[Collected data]
PR #619, opened 2024-01-08
Add user role to `/auth/whoami` response

haoming29:
Add user role ("admin" for user with admin privilege or "user" if they don't) so that UI can do RBAC.


haoming29:
@CannonLock This PR should give you what you need

web_ui/authentication.go
```diff
@@ -274,6 +324,27 @@ func resetLoginHandler(ctx *gin.Context) {
 	}
 }
 
+func whoamiHandler(ctx *gin.Context) {
```
joereuss12, line 327: Maybe add comments before this function as well, just to remain consistent even though it is pretty self-explanitory

joereuss12 (changes requested):
LGTM other than this one simple change

joereuss12 (approved):
LGTM

PR #792, opened 2024-02-08
Only create topology table at server start and update topology table 10m instead of 10ms

### LINKED ISSUE #789: ITB registry is killed when trying to update institution or approve an origin without institution
Pelican Version:

Pelican Service:
- [ ] Client
- [ ] Plugin
- [x] Registry
- [ ] Director
- [ ] Origin
- [ ] Cache

**Describe the bug**

**To Reproduce**

**Expected behavior**

**Screenshots**

 - OS: [e.g. Linux, MacOS]

**Additional context**

haoming29:
Should fix #789 

* From ITB registry log, the registry was killed with the following log message

```console
time="2024-02-08T17:08:39Z" level=fatal msg="Failed to create topology table: database is locked (5) (SQLITE_BUSY)"
```

Looks like there's race condition in DB write access, which makes sense because the error occurs every time someone tries to update/create a new registration

Looking at the code, we call `log.fatal` when we failed create the topology table, and we create the table every "topology update" cycle. The update interval was supposed to set to 10min but the value is `10` which was recognized by viper as **10 milliseconds** and it keep creating the table, doing a bunch of topology update, every 10ms.

This also fixes `504` error we sometimes get from topology, as we basically DDOS-ed topology endpoint.

### DIFF
--- a/config/resources/osdf.yaml
+++ b/config/resources/osdf.yaml
@@ -22,7 +22,7 @@ Federation:
   DiscoveryUrl: osg-htc.org
   TopologyURL: https://topology.opensciencegrid.org
   TopologyNamespaceURL: https://topology.opensciencegrid.org/osdf/namespaces
-  TopologyReloadInterval: 10
+  TopologyReloadInterval: 10m
 Registry:
   CacheApprovedOnly: true
   OriginApprovedOnly: true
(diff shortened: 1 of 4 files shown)


CannonLock:
@haoming29 This is pretty funny, as I have been running into issues with topology not responding fast enough all week.

It all comes full circle.

haoming29:
> @haoming29 This is pretty funny, as I have been running into issues with topology not responding fast enough all week.
> 
> It all comes full circle.

Feel bad for whoever is maintaining the topology service, even worse if it won't restart itself after being DDos-ed

turetske (approved):
LGTM!

PR #795, opened 2024-02-09
Fix PSS debug level

bbockelm:
In XRootD, PSS debug level is the integer "4"; this makes the generated config match the XRootD code.

Only backporting to v7.5.x branch because @joereuss12 has a larger overhaul in progress for main.


jhiemstrawisc (approved):
LGTM. I'll patch into a 7.5.4 release

PR #798, opened 2024-02-09
Remove use of global fed metadata within client

joereuss12:
Changes include:
- Created a local metadata object that store federation metadata per url.
- Changed a lot of tests on client commands, we no longer rely on osdf for tests to pass
- Made a function in config that discovers a federation but does not populate global config values

### DIFF
--- a/client/handle_http.go
+++ b/client/handle_http.go
@@ -275,7 +275,7 @@ func GenerateTransferDetailsUsingCache(cache CacheInterface, opts TransferDetail
 	return nil
 }
 
-func download_http(sourceUrl *url.URL, destination string, payload *payloadStruct, namespace namespaces.Namespace, recursive bool, tokenName string) (transferResults []TransferResults, err error) {
+func download_http(sourceUrl *url.URL, destination string, metadata UrlMetadata, payload *payloadStruct, namespace namespaces.Namespace, recursive bool, tokenName string) (transferResults []TransferResults, err error) {
 	// First, create a handler for any panics that occur
 	defer func() {
 		if r := recover(); r != nil {
@@ -307,7 +307,7 @@ func download_http(sourceUrl *url.URL, destination string, payload *payloadStruc
 	// Check the env var "USE_OSDF_DIRECTOR" and decide if ordered caches should come from director
 	var transfers []TransferDetails
 	var files []string
-	directorUrl := param.Federation_DirectorUrl.GetString()
+	directorUrl := metadata.directorUrl
 	closestNamespaceCaches, err := GetCachesFromNamespace(namespace, directorUrl != "")
 	if err != nil {
 		log.Errorln("Failed to get namespaced caches (treated as non-fatal):", err)
--- a/client/handle_http.go
+++ b/client/handle_http.go
@@ -275,7 +275,7 @@ func GenerateTransferDetailsUsingCache(cache CacheInterface, opts TransferDetail
 	return nil
 }
 
-func download_http(sourceUrl *url.URL, destination string, metadata UrlMetadata, payload *payloadStruct, namespace namespaces.Namespace, recursive bool, tokenName string) (transferResults []TransferResults, err error) {
+func download_http(pelicanURL PelicanURL, destination string, payload *payloadStruct, namespace namespaces.Namespace, recursive bool, tokenName string) (transferResults []TransferResults, err error) {
 	// First, create a handler for any panics that occur
 	defer func() {
 		if r := recover(); r != nil {
@@ -288,16 +288,16 @@ func download_http(sourceUrl *url.URL, destination string, metadata UrlMetadata,
 		}
 	}()
 
-	packOption := sourceUrl.Query().Get("pack")
+	packOption := pelicanURL.objectUrl.Query().Get("pack")
 	if packOption != "" {
 		log.Debugln("Will use unpack option value", packOption)
 	}
-	sourceUrl = &url.URL{Path: sourceUrl.Path}
+	pelicanURL.objectUrl = &url.URL{Path: pelicanURL.objectUrl.Path}
 
 	var token string
 	if namespace.UseTokenOnRead {
 		var err error
-		token, err = getToken(sourceUrl, namespace, false, tokenName)
+		token, err = getToken(pelicanURL.objectUrl, namespace, false, tokenName)
 		if err != nil {
 			log.Errorln("Failed to get token though required to read from this namespace:", err)
 			return nil, err
@@ -307,7 +307,7 @@ func download_http(sourceUrl *url.URL, destination string, metadata UrlMetadata,
 	// Check the env var "USE_OSDF_DIRECTOR" and decide if ordered caches should come from director
 	var transfers []TransferDetails
 	var files []string
-	directorUrl := metadata.directorUrl
+	directorUrl := pelicanURL.directorUrl
 	closestNamespaceCaches, err := GetCachesFromNamespace(namespace, directorUrl != "")
 	if err != nil {
 		log.Errorln("Failed to get namespaced caches (treated as non-fatal):", err)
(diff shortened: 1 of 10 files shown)


joereuss12:
Still a work in progress. Still need to have the url metadata be stored in a ttl cache and everything could use a little more testing.

client/handle_http.go
```diff
@@ -275,7 +275,7 @@ func GenerateTransferDetailsUsingCache(cache CacheInterface, opts TransferDetail
 	return nil
 }
 
-func download_http(sourceUrl *url.URL, destination string, payload *payloadStruct, namespace namespaces.Namespace, recursive bool, tokenName string) (transferResults []TransferResults, err error) {
+func download_http(sourceUrl *url.URL, destination string, metadata UrlMetadata, payload *payloadStruct, namespace namespaces.Namespace, recursive bool, tokenName string) (transferResults []TransferResults, err error) {
```
bbockelm, line 278: Don't keep the metadata as a separate object.  Make a PelicanURL struct that is composed with a URL.

client/main.go
```diff
@@ -85,6 +85,14 @@ type payloadStruct struct {
 	downloadSize int64
 }
 
+type UrlMetadata struct {
```
bbockelm, line 88: Make a PelicanURL with an embedded URL.

client/main.go
```diff
@@ -467,6 +475,63 @@ func getNamespaceInfo(resourcePath, OSDFDirectorUrl string, isPut bool) (ns name
 	}
 }
 
+func getUrlMetadata(remoteUrl *url.URL, scheme string) (metadata UrlMetadata, err error) {
```
bbockelm, line 478: Make this into a NewPelicanURL method.

(Though might not be exported?  Depending on the interactions, maybe newPelicanURL)

client/main.go
```diff
@@ -556,7 +604,6 @@ func DoPut(localObject string, remoteDestination string, recursive bool) (transf
 	uploadedBytes, err := doWriteBack(localObjectUrl.Path, remoteDestUrl, ns, recursive, "")
 	AddError(err)
 	return uploadedBytes, err
-
```
bbockelm, line 559: Avoid unnecessary churn.

client/main.go
```diff
@@ -589,41 +636,24 @@ func DoGet(remoteObject string, localDestination string, recursive bool) (transf
...
-			federationUrl.Path = ""
-			viper.Set("Federation.DiscoveryUrl", federationUrl.String())
-			err = config.DiscoverFederation()
-			if err != nil {
-				return nil, err
-			}
-		}
-	}
 
+	// This is for condor cases:
```
bbockelm, line 640: Just like you've factored out URL processing for metadata, you can factor out this logic for unsupported schemes. Will make a good unit test too.

client/main.go
```diff
@@ -632,7 +662,8 @@ func DoGet(remoteObject string, localDestination string, recursive bool) (transf
 		remoteObject = "/" + remoteObject
 	}
 
-	directorUrl := param.Federation_DirectorUrl.GetString()
+	//directorUrl := param.Federation_DirectorUrl.GetString()
```
bbockelm, line 665: Avoid commented out code.

config/config.go
```diff
@@ -292,6 +292,75 @@ func GetAllPrefixes() []string {
 	return prefixes
 }
 
+// This function is for discovering federations as specified by a url during a pelican:// transfer.
+// this does not populate global fields and is more temporary per url
+func DisoverUrlFederation(federationDiscoveryUrl string) (FederationDiscovery, error) {
```
bbockelm, line 297: Too much duplication with DidcoverFederation.

Have DiscoverFederation use this function when it is ready.

Needs a unit test.

bbockelm (commented):
First round of feedback on the approach.

bbockelm (changes requested):
Another draft review contained.

Please talk with @haoming29 about how to have the cache expire objects.  You'll need to run the `Start()` method to launch the goroutine and think about what lifetime you'd like it to have.

Do you have precommit setup on your development host?  There's a large number of static check issues that are making it into the PR that should be caught by precommit.

joereuss12:
> Do you have precommit setup on your development host? There's a large number of static check issues that are making it into the PR that should be caught by precommit.

The linter was not working for me for a while, I took a few stabs at fixing it but each time was taking a little to long so I put it off. I just updated it here: #829 and it seems to be working now

client/handle_http_test.go
```diff
@@ -1124,75 +1084,26 @@ func TestRecursiveUploadsAndDownloads(t *testing.T) {
...
-		uploadURL := "pelican:///test/" + dirName
-
-		//////////////////////////////////////////////////////////
-
-		// Upload the file with PUT
-		transferDetailsUpload, err := DoPut(tempDir, uploadURL, true)
+		uploadStr := "osdf:///test/" + dirName
+		uploadURL, err := url.Parse(uploadStr)
 		assert.NoError(t, err)
-		if err == nil && len(transferDetailsUpload) == 2 {
```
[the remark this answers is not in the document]
joereuss12: My thought process as well as discussion with Justin was to not fully rely on `osg-htc.org` for our tests so we should just make sure that everything is correct up to the point of the upload/download. Not super sure if that was the best way to do so or if we should just rely on `osg-htc.org` for `osdf://` cases? The other tests do uploads and downloads and check for sizes of the returned files

client/main.go
```diff
@@ -467,6 +480,91 @@ func getNamespaceInfo(resourcePath, OSDFDirectorUrl string, isPut bool) (ns name
...
+		return fmt.Errorf("Do not understand the destination scheme: %s. Permitted values are %s",
+			scheme, strings.Join(understoodSchemes, ", "))
+	}
+	return nil
+}
+
+func newPelicanURL(remoteUrl *url.URL, scheme string) (pelicanURL PelicanURL, err error) {
+	if remoteUrl.Host != "" {
+		if scheme == "osdf" || scheme == "stash" {
+			remoteUrl.Path, err = url.JoinPath(remoteUrl.Host, remoteUrl.Path)
```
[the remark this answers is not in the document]
joereuss12: This section is used when someone does an osdf or stash url but only puts two `/`'s instead of 3 (hence they have a hostname). What would you like me to do differently? Create our own url like the comment below and modify that url?

client/main.go
```diff
@@ -727,81 +782,50 @@ func DoStashCPSingle(sourceFile string, destination string, methods []string, re
...
 		AddError(err)
 		return transferResults, err
 	}
 
+	// If we continue here, we are doing a get
+
+	// Verify valid scheme
+	err = schemeUnderstood(sourceScheme)
+	if err != nil {
+		return nil, err
```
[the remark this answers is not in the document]
joereuss12: The user should be told the scheme they tried as well as the permitted ones from the err returned from `schemeUnderstood`: https://github.com/PelicanPlatform/pelican/blob/144ec348c48ce69ca7812cc0bd0550b98d0fc568/client/main.go#L488-L489

client/main.go
```diff
@@ -467,6 +480,91 @@ func getNamespaceInfo(resourcePath, OSDFDirectorUrl string, isPut bool) (ns name
...
+			}
+			// Set our local url metadata
+			pelicanURL.directorUrl = urlFederation.DirectorEndpoint
+			pelicanURL.discoveryUrl = federationUrl.String()
+			pelicanURL.registryUrl = urlFederation.NamespaceRegistrationEndpoint
+
+			// Populate cache with data
+			pelicanURLCache.Set(federationUrl.String(), pelicanURL, ttlcache.DefaultTTL)
+		}
+	}
```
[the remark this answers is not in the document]
joereuss12: Ah, missed that case. Making a fix that will throw an error if the discovery-url is not specified with `-f`

joereuss12:
@bbockelm check out these changes and my comments. Let me know if anything needs tweaking. Also, look to see where the cache is created, where the loader function is (right next to cache creation), and where I start and stop the cache. I think the locations are pretty good but let me know what you think.

bbockelm:
@joereuss12 - now that the big client refactor has merged, please clear up the conflicts here.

What is needed: A single number is expected: how many lines in the entries above hold the word "bool".

Response: 12